Paylaş
Kışkırtıcı bir rehberlik.
Yapıtlara bakarken, bilinenin, görünenin çok ötesinde, imge dünyasının bütün zenginliklerini çağrıştırdıklarını göreceksiniz.
Edgü’nün dediği gibi, çalışmaların öyküsü yok, masalı var. Öyküyü anlayabilir, algılayabilirsiniz ama masal sizi bambaşka, büyülü, tılsımlı bir dünyaya götürür.
Selma Gürbüz’ün yapıtları için yazılanlar, saptamalar sizi hem bilgilendiriyor hem de bunları unutup sizin düş gücünüzün genişliğini bir sınav sorusuna dönüştürüyor. Bazı kavramları yeniden düşünme gereği duyuyorsunuz. Bu dünya ile öteleri bir arada nasıl buluşturmuş diye.

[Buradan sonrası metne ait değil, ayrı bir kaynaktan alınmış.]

PR #3041, opened 2015-04-23
maintain one ContactsDatabase instance per Loader

mcginty:
A proposed alternative fix for #3004 as suggested in #3034 that removes the unnecessary singleton logic and enforces thread safety when doing database operations on the contacts db.

### DIFF
--- a/src/org/thoughtcrime/securesms/contacts/ContactsCursorLoader.java
+++ b/src/org/thoughtcrime/securesms/contacts/ContactsCursorLoader.java
@@ -30,6 +30,7 @@ public class ContactsCursorLoader extends CursorLoader {
   private final Context          context;
   private final String           filter;
   private final boolean          pushOnly;
+  private final Object           dbLock = new Object();
   private       ContactsDatabase db;
 
   public ContactsCursorLoader(Context context, String filter, boolean pushOnly) {
@@ -37,17 +38,22 @@ public class ContactsCursorLoader extends CursorLoader {
     this.context  = context;
     this.filter   = filter;
     this.pushOnly = pushOnly;
+    this.db       = new ContactsDatabase(context);
   }
 
   @Override
   public Cursor loadInBackground() {
-    ContactsDatabase.destroyInstance();
-    db = ContactsDatabase.getInstance(context);
-    return db.query(filter, pushOnly);
+    synchronized (dbLock) {
+      return db.query(filter, pushOnly);
+    }
   }
 
   @Override
   public void onReset() {
+    synchronized (dbLock) {
+      db.close();
+      db = new ContactsDatabase(context);
+    }
     super.onReset();
   }
 }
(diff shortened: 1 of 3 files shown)


src/org/thoughtcrime/securesms/contacts/ContactsCursorLoader.java
```diff
@@ -41,13 +42,18 @@ public ContactsCursorLoader(Context context, String filter, boolean pushOnly) {
 
   @Override
   public Cursor loadInBackground() {
-    ContactsDatabase.destroyInstance();
-    db = ContactsDatabase.getInstance(context);
-    return db.query(filter, pushOnly);
+    synchronized (dbLock) {
+      if (db == null) db = new ContactsDatabase(context);
+      return db.query(filter, pushOnly);
+    }
```
moxie0: Can't you just create ContactsDatabase in the constructor? Why is this lazy initialization necessary?

mcginty: I had incorrectly thought that onCreate in the database helper was called during construction which would be a big main-thread hit. Just checked the android code and I think it only happens when you getReadableDatabase.

mcginty: Either way we can't create the ContactsDatabase in the constructor since there's no destructor that I know of. There's only `onReset` which only tells the loader to reset its data with the possibility that it may be reused with `startLoading`.

moxie0: Not sure I understand. Create it in the constructor and re-create it in onReset?

mcginty: I guess that could work since the database would never be opened and `close()` would be unnecessary. Seems kind of weird though.

moxie0: Weirder than using a synchronized block to lazily initialize it? =)

mcginty: good point

mcginty:
updated

src/org/thoughtcrime/securesms/contacts/ContactsCursorLoader.java
```diff
@@ -30,6 +30,7 @@
   private final Context          context;
   private final String           filter;
   private final boolean          pushOnly;
+  private final Object           dbLock = new Object();
```
moxie0: let's synchronize either on the db itself, or on ContactsCursorLoader

moxie0:
...and this won't break the list update on refresh, right? because that's when onRestart gets called?

src/org/thoughtcrime/securesms/contacts/ContactsCursorLoader.java
moxie0: actually, i don't know how many times loadInBackground is called concurrently, but it might make sense to use a Semaphore of it is.  You could have a semaphore with 100 free permits, and then call acquire() in loadInBackground and acquire(100) in onReset.  That way only onReset would block.

mcginty:
updated to use semaphores to avoid unnecessary blocking (although I think the case where there are concurrent loadInBackgrounds should be an edge case).

from the logs, can verify that onReset is called and ContactsDatabase is repopulating its push contacts.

Araştırmalar, aramalar, görünenle görünmeyeni bir bileşim içinde birbirine kavuşturmalar. Yapıtlarla ilgili bilgiler, notlar ya da eski deyimle şerhler, yüzyıllar ötesinden bir ustanın çırağına sorduğu bilmeceler sanki. Yanıtını veriyor ama, aldığımız yanıta kanaat getirip imge tembelliğine kapılmamızı da önlüyor.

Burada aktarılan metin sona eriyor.